__ABOUT THIS EXERCISE__. For this exercise, output every line of the data as it stands.

__SOURCE MATERIAL__.
┄┄┄┄┄┄┄┄┄┄┄┄┄┄┄┄┄┄┄┄
PR #5187, opened 2026-04-24
fix: pass max_tokens to max_tokens parameter and add max_completion_tokens setting

### LINKED ISSUE #5186: Pydantic AI `OpenAIChatModel.max_tokens` `max_completion_tokens` handling break on certain providers
### Initial Checks

### Description

**What**:

**Impact**:

**Cause**:

```python

                    model=self.model_name,
                    messages=openai_messages,
                    tools=tools or OMIT,
                    stream=stream,
 <snip>
```

**Why it's actually a bug**:

**How to fix it**:

```Python
```

### Logfire Trace

_No response_

- Python: 3.13
- Pydantic AI: 1.86.1

anishesg:
In `pydantic_ai_slim/pydantic_ai/models/openai.py`, the `_completions_create` method was incorrectly mapping the `max_tokens` model setting to the `max_completion_tokens` API parameter. This meant the `max_tokens` parameter was never sent to the API, and all providers received `max_completion_tokens` instead — breaking any model or provider that only supports `max_tokens` (a very common case with OpenRouter and other compatible providers).

The fix maps `max_tokens` from `ModelSettings` to the `max_tokens` API parameter as intended. A new `max_completion_tokens` field has been added to `ChatModelSettings` for users who specifically need to set the `max_completion_tokens` API parameter — useful for reasoning models where this parameter controls the combined limit of output tokens and reasoning tokens.

This restores correct token limiting behavior for all providers while still allowing specific `max_completion_tokens` usage through the new explicit setting.

- [ ] Any code has been reviewed line-by-line by the human PR author, who stands by it.

Fixes #5186

### DIFF
--- a/pydantic_ai_slim/pydantic_ai/models/openai.py
+++ b/pydantic_ai_slim/pydantic_ai/models/openai.py
@@ -454,6 +454,16 @@ class OpenAIChatModelSettings(ModelSettings, total=False):
     See the [OpenAI Prompt Caching documentation](https://platform.openai.com/docs/guides/prompt-caching#how-it-works) for more information.
     """
 
+    openai_max_completion_tokens: int
+    """An upper bound for the number of tokens that can be generated for a completion, including visible output tokens and reasoning tokens.
+
+    This is the OpenAI-specific `max_completion_tokens` parameter, which is distinct from `max_tokens`.
+    Use this for OpenAI reasoning models (o-series) where `max_completion_tokens` controls the combined
+    limit of output tokens plus reasoning tokens. For most providers and models, use `max_tokens` instead.
+
+    See the [OpenAI API reference](https://platform.openai.com/docs/api-reference/chat/create#chat-create-max_completion_tokens) for more details.
+    """
+
     openai_continuous_usage_stats: bool
     """When True, enables continuous usage statistics in streaming responses.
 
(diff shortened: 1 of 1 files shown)


pydantic_ai_slim/pydantic_ai/models/openai.py
```diff
@@ -848,7 +858,8 @@ async def _completions_create(
                     stream=stream,
                     stream_options=self._get_stream_options(model_settings) if stream else OMIT,
                     stop=model_settings.get('stop_sequences', OMIT),
-                    max_completion_tokens=model_settings.get('max_tokens', OMIT),
```
adtyavrdhn, line 851: Wouldn't this break for people who are already using it with `max_tokens` expecting for it to be normalized and sent via max_completion_tokens?

anishesg: Good point, we should keep backwards compatibility there. Let me add a fallback so it still works with `max_tokens`.

anishesg: done - added a fallback so max_completion_tokens still picks up max_tokens when openai_max_completion_tokens isn't explicitly set. should be backwards compatible now.

anishesg:
@adtyavrdhn Fixed the dual-send issue flagged in review. The previous fallback approach sent both `max_tokens` and `max_completion_tokens` simultaneously when only `max_tokens` was set, which the OpenAI API rejects.

New behavior is a clean separation:
- `max_tokens` maps to `max_tokens` (fixes #5186 for OpenRouter and other providers)
- `openai_max_completion_tokens` maps to `max_completion_tokens` (explicit opt-in for reasoning models)

No cross-mapping, no dual-send. Users on reasoning models just need to switch to `openai_max_completion_tokens` in their settings. This is a minor migration but avoids the ambiguity that caused the original bug.

anishesg:
@adtyavrdhn Closing this — the core issue is that `max_tokens` and `max_completion_tokens` need model/provider-aware routing (OpenRouter needs `max_tokens`, OpenAI reasoning models need `max_completion_tokens`, and the API rejects both simultaneously). No single static mapping works for all cases. This needs a broader design decision from the maintainers rather than a simple field remap.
┄┄┄┄┄┄┄┄┄┄┄┄┄┄┄┄┄┄┄┄
__ANSWER FOR THIS EXERCISE__.
PR #5187, opened 2026-04-24
fix: pass max_tokens to max_tokens parameter and add max_completion_tokens setting

### LINKED ISSUE #5186: Pydantic AI `OpenAIChatModel.max_tokens` `max_completion_tokens` handling break on certain providers
### Initial Checks

### Description

**What**:

**Impact**:

**Cause**:

```python

                    model=self.model_name,
                    messages=openai_messages,
                    tools=tools or OMIT,
                    stream=stream,
 <snip>
```

**Why it's actually a bug**:

**How to fix it**:

```Python
```

### Logfire Trace

_No response_

- Python: 3.13
- Pydantic AI: 1.86.1

anishesg:
In `pydantic_ai_slim/pydantic_ai/models/openai.py`, the `_completions_create` method was incorrectly mapping the `max_tokens` model setting to the `max_completion_tokens` API parameter. This meant the `max_tokens` parameter was never sent to the API, and all providers received `max_completion_tokens` instead — breaking any model or provider that only supports `max_tokens` (a very common case with OpenRouter and other compatible providers).

The fix maps `max_tokens` from `ModelSettings` to the `max_tokens` API parameter as intended. A new `max_completion_tokens` field has been added to `ChatModelSettings` for users who specifically need to set the `max_completion_tokens` API parameter — useful for reasoning models where this parameter controls the combined limit of output tokens and reasoning tokens.

This restores correct token limiting behavior for all providers while still allowing specific `max_completion_tokens` usage through the new explicit setting.

- [ ] Any code has been reviewed line-by-line by the human PR author, who stands by it.

Fixes #5186

### DIFF
--- a/pydantic_ai_slim/pydantic_ai/models/openai.py
+++ b/pydantic_ai_slim/pydantic_ai/models/openai.py
@@ -454,6 +454,16 @@ class OpenAIChatModelSettings(ModelSettings, total=False):
     See the [OpenAI Prompt Caching documentation](https://platform.openai.com/docs/guides/prompt-caching#how-it-works) for more information.
     """
 
+    openai_max_completion_tokens: int
+    """An upper bound for the number of tokens that can be generated for a completion, including visible output tokens and reasoning tokens.
+
+    This is the OpenAI-specific `max_completion_tokens` parameter, which is distinct from `max_tokens`.
+    Use this for OpenAI reasoning models (o-series) where `max_completion_tokens` controls the combined
+    limit of output tokens plus reasoning tokens. For most providers and models, use `max_tokens` instead.
+
+    See the [OpenAI API reference](https://platform.openai.com/docs/api-reference/chat/create#chat-create-max_completion_tokens) for more details.
+    """
+
     openai_continuous_usage_stats: bool
     """When True, enables continuous usage statistics in streaming responses.
 
(diff shortened: 1 of 1 files shown)


pydantic_ai_slim/pydantic_ai/models/openai.py
```diff
@@ -848,7 +858,8 @@ async def _completions_create(
                     stream=stream,
                     stream_options=self._get_stream_options(model_settings) if stream else OMIT,
                     stop=model_settings.get('stop_sequences', OMIT),
-                    max_completion_tokens=model_settings.get('max_tokens', OMIT),
```
adtyavrdhn, line 851: Wouldn't this break for people who are already using it with `max_tokens` expecting for it to be normalized and sent via max_completion_tokens?

anishesg: Good point, we should keep backwards compatibility there. Let me add a fallback so it still works with `max_tokens`.

anishesg: done - added a fallback so max_completion_tokens still picks up max_tokens when openai_max_completion_tokens isn't explicitly set. should be backwards compatible now.

anishesg:
@adtyavrdhn Fixed the dual-send issue flagged in review. The previous fallback approach sent both `max_tokens` and `max_completion_tokens` simultaneously when only `max_tokens` was set, which the OpenAI API rejects.

New behavior is a clean separation:
- `max_tokens` maps to `max_tokens` (fixes #5186 for OpenRouter and other providers)
- `openai_max_completion_tokens` maps to `max_completion_tokens` (explicit opt-in for reasoning models)

No cross-mapping, no dual-send. Users on reasoning models just need to switch to `openai_max_completion_tokens` in their settings. This is a minor migration but avoids the ambiguity that caused the original bug.

anishesg:
@adtyavrdhn Closing this — the core issue is that `max_tokens` and `max_completion_tokens` need model/provider-aware routing (OpenRouter needs `max_tokens`, OpenAI reasoning models need `max_completion_tokens`, and the API rejects both simultaneously). No single static mapping works for all cases. This needs a broader design decision from the maintainers rather than a simple field remap.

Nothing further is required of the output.